Landowners Inundate Tax Board Property Taxes Appealed Despite Lowered Appraisals
The property tax debate continues to rage unmuted by the often-criticized $50 million state-financed tax cut, and the center of the debate is the back yard of the property tax’s loudest critic - Kootenai County Commissioner Ron Rankin.
Since the leader of the still unsuccessful One Percent Initiative took office in January, the three-member commission has slashed property valuations by $22 million.
State Tax Commission analyst Alan Dornfest said residential property in the county was appraised for tax purposes at 8 percent below market value in 1996.
Landowners have filed appeals for more tax relief with the state Board of Tax Appeals, spurred by property values that have soared because of the area’s explosive growth.
The state board has received 123 appeals from Kootenai County. Ada County, the state’s largest, has filed only 18. The number from most other counties is under 10.
“People say you can’t beat city hall,” said Rankin, a Republican who ran a failed independent bid for governor in 1994. “Well, now the taxpayers have an advocate in city hall.”

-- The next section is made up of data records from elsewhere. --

Issue #623, opened 2019-12-08
Event Listeners are not registered correctly inside "inputManager"


nerxses:
**Describe the bug**
I came across this bug by searching for the reason, why i cannot control a photo slideshow with my arrowkeys. As it turns out the "exists" check for counter "eventListenerCount" inside the methods  "on" and "off"  of  "src/scripts/inputManager" is  wrong. 

''fix on the current master branch''

**To Reproduce**
1. Go to a photo libary
2. start slideshow
3. wait till bottombar is closed after x seconds (why? this "feature" is annyoing see method "onInput" inside "slideshow.js")
4. press right/left Arrowkey (nothing will happen)

**Expected behavior**
right/left Arrowkey should move you to the next/previous picture

**Additional context**
this is the original code of function "on"/"off" inside "src/scripts/inputManager"

    var eventListenerCount = 0;
    function on(scope, fn) {
        if (eventListenerCount) {
            eventListenerCount++;
        }
        dom.addEventListener(scope, 'command', fn, {});
    }

    function off(scope, fn) {
        if (eventListenerCount) {
            eventListenerCount--;
        }
        dom.removeEventListener(scope, 'command', fn, {});
    }

this code will result in the expected behaveior.

    var eventListenerCount = 0;
    function on(scope, fn) {
        if (typeof eventListenerCount != "undefined") {
            eventListenerCount++;
        }
        dom.addEventListener(scope, 'command', fn, {});
    }
    function off(scope, fn) {
        if (typeof eventListenerCount != "undefined") {
            eventListenerCount--;
        }
        dom.removeEventListener(scope, 'command', fn, {});
    }

dmitrylyzo:
IMHO you are right - the code is incorrect.

But...

`eventListenerCount` is defined in `var eventListenerCount = 0;`

So, your code is equal to:
```
var eventListenerCount = 0;
function on(scope, fn) {
    eventListenerCount++;
    dom.addEventListener(scope, 'command', fn, {});
}
function off(scope, fn) {
    eventListenerCount--;
    dom.removeEventListener(scope, 'command', fn, {});
}
```
which is good for the ideal case: `off` calls correspond to `on` ones.

Ideally, `eventListenerCount` should be incremented on successful `addEventListener` and decremented on successful `removeEventListener`.

nerxses:
[...]

Issue #621, opened 2019-12-08
LG WebOS Transport Controls not accessable


Narfinger:
Using jellyfin-webos as wrapper, the transport controls while playing a movie seem inaccessable.
Ok button does nothing and back button returns to the info screen of a file.

The expected behavior is that the ok button brings up the transport controls.

WebOS: 5.50.55
Jellyfin-web: 398b399ec60247ffa659424231eaa05dce2b7b45
Jellyfin: 6f283d80dc00fe63b59dfb7a134528f295615da7

JustAMan:
What are "transport controls" precisely?

Narfinger:
Transport controls is the bar that contains play, pause, forward, backward etc.

JustAMan:
So, when you start the playback, does it already miss the controls, or are they present but you cannot use them?

Narfinger:
Starting playback shows them but after it vanishes the ok button (binding
to enter on a keyboard, I think) does not bring it back up.

JustAMan:
@dmitrylyzo any ideas? Is this broken in the same way on Tizen?

@Narfinger can you test if it works on desktop browser but with TV mode enabled (not sure how to enable it, but reading the source could give pointers) by e.g. pressing Enter?

dmitrylyzo:
@JustAMan yes, on `Enter` OSD don't show up both in Tizen 4 (real) and Chrome in TV mode. I look git log - `Enter` handling (as `Pause`) was removed in 658aedf96a4e337f7e1e3980ba9cb9d0b53095b6.

Currently, for TV layout, OSD shows up on navigation keys (in addition to other shortcuts).Not totally sure, but I think it will be safe to catch `Enter` in TV layout and just `showOsd`. To do this, it can be added to the `NavigationKeys` array.

JustAMan:
I personally feel that in TV layout Enter should pause/unpause _and_ show OSD controls at the same time, I think this is also a way WebOS YouTube app behaves.

dmitrylyzo:
In Tizen 4 YouTube:
* `OK`/`Enter` - show OSD
* `Space` - show OSD and pause
* `Back`/`Esc` - hide OSD (if visible) or back to previous page.

JustAMan:
Yeah, I think on WebOS YouTube uses same scheme (though I didn't test a `Space` as I don't have a keyboard hooked to my TV). Looks like a solid keyboard scheme to follow.

Narfinger:
[...]

PR #702, opened 2020-01-17
Add playback control from TV remote

dmitrylyzo:
Fix event subscription in `inputManager` (required by next change). (#623)

Add key handling to support LG and Samsung remotes (#303):
* Play
* Pause
* PlayPause
* Stop
* Rewind
* FastForward
* Previous Track
* Next Track
* Back _(Tizen app do not handle "Back" by default; for WebOS app it is better to disable built-in handling)_

Add shortcuts to video playback (#621):
* `Enter` - show OSD
* `Escape`/`Back` - hide OSD / go to back
* I left `Space` as is - pause and show OSD only if the latter is hidden

In addition, `Escape` on TV is now "Go to Back".

**Remarks**
I found out how to disable `Back` built-in handling in WebOS.
Need to add `disableBackHistoryAPI: true` to `appinfo.json` of `jellyfin-webos`.
[http://webostv.developer.lge.com/develop/app-developer-guide/back-button/](http://webostv.developer.lge.com/develop/app-developer-guide/back-button/)

**Limitations**
In TV browser (at least Tizen 4), `Back` and `Escape` are handled as "Go to Back" by browser itself - webapp doesn't receive event. So, `Back`/`Escape` functionality doesn't work in TV browser.

### DIFF
--- a/src/components/keyboardnavigation.js
+++ b/src/components/keyboardnavigation.js
@@ -1,35 +1,108 @@
-define(['inputManager', 'focusManager'], function(inputManager, focusManager) {
-    'use strict';
+define(["inputManager", "layoutManager"], function (inputManager, layoutManager) {
+    "use strict";
 
     console.log("keyboardnavigation");
 
+    /**
+     * Key name mapping.
+     */
+    // Add more to support old browsers
+    var KeyNames = {
+        13: "Enter",
+        19: "Pause",
+        27: "Escape",
+        32: "Space",
+        37: "ArrowLeft",
+        38: "ArrowUp",
+        39: "ArrowRight",
+        40: "ArrowDown",
+        412: "MediaRewind", // MediaRewind (Tizen/WebOS)
+        413: "MediaStop", // MediaStop (Tizen/WebOS)
+        415: "MediaPlay", // MediaPlay (Tizen/WebOS)
+        417: "MediaFastForward", // MediaFastForward (Tizen/WebOS)
+        461: "Back", // Back (WebOS)
+        10009: "Back", // Back (Tizen)
+        10232: "MediaTrackPrevious", // MediaTrackPrevious (Tizen)
+        10233: "MediaTrackNext", // MediaTrackNext (Tizen)
+        10252: "MediaPlayPause" // MediaPlayPause (Tizen)
+    };
+
+    /**
+     * Returns key name from event.
+     *
+     * @param {KeyboardEvent} keyboard event
+     * @return {string} key name
+     */
+    function getKeyName(event) {
+        return KeyNames[event.keyCode] || event.key;
+    }
+
     function enable() {
-        document.addEventListener('keydown', function(e) {
+        document.addEventListener("keydown", function (e) {
             var capture = true;
 
-            switch (e.keyCode) {
-                case 37: // ArrowLeft
-                    inputManager.handle('left');
+            switch (getKeyName(e)) {
+                case "ArrowLeft":
+                    inputManager.handle("left");
                     break;
-                case 38: // ArrowUp
-                    inputManager.handle('up');
+                case "ArrowUp":
+                    inputManager.handle("up");
                     break;
-                case 39: // ArrowRight
-                    inputManager.handle('right');
+                case "ArrowRight":
+                    inputManager.handle("right");
                     break;
-                case 40: // ArrowDown
-                    inputManager.handle('down');
+                case "ArrowDown":
+                    inputManager.handle("down");
                     break;
+
+                case "Back":
+                    inputManager.handle("back");
+                    break;
+
+                case "Escape":
+                    if (layoutManager.tv) {
+                        inputManager.handle("back");
+                    } else {
+                        capture = false;
+                    }
+                    break;
+
+                case "MediaPlay":
+                    inputManager.handle("play");
+                    break;
+                case "Pause":
+                    inputManager.handle("pause");
+                    break;
+                case "MediaPlayPause":
+                    inputManager.handle("playpause");
+                    break;
+                case "MediaRewind":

Still fighting to substitute state tax money for the more than $150 million in local property taxes now financing public schools, Rankin said he hoped the high rate of tax appeals would jolt state officials into action.
So far, it has only overwhelmed the small appeals board, likely pushing it to seek additional tax money to deal with all the cases.
But Marvin Vandenburg, a former Democratic state lawmaker and now Kootenai County assessor, said land valuation should reflect fair market values as a matter of equity.
And Vandenburg maintained what he called the county commission’s arbitrary reductions in valuations only shift the tax burden to the vast majority of land owners who do not protest values. The commission’s action, he claimed, simply rewarded disgruntled taxpayers who are forcing others to bear part of a their burden.